■ THE PROBLEM:
Once you find a line containing the word "have" in the entries below, copy it.

**** MATERIAL SUPPLIED ****

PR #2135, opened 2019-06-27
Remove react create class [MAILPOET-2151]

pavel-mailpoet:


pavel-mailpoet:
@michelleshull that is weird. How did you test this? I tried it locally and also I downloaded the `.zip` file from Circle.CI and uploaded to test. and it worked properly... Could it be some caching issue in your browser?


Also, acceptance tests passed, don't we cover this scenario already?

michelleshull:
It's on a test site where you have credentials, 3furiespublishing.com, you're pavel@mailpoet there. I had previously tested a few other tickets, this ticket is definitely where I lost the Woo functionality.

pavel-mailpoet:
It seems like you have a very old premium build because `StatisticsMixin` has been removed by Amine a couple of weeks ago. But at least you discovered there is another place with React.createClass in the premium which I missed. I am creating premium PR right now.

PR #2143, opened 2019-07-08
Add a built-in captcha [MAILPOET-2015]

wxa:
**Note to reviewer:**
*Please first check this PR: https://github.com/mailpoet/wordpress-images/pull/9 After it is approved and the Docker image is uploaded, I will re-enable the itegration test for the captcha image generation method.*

****

■ ANSWER TO THIS TASK:
It's on a test site where you have credentials, 3furiespublishing.com, you're pavel@mailpoet there. I had previously tested a few other tickets, this ticket is definitely where I lost the Woo functionality.
It seems like you have a very old premium build because `StatisticsMixin` has been removed by Amine a couple of weeks ago. But at least you discovered there is another place with React.createClass in the premium which I missed. I am creating premium PR right now.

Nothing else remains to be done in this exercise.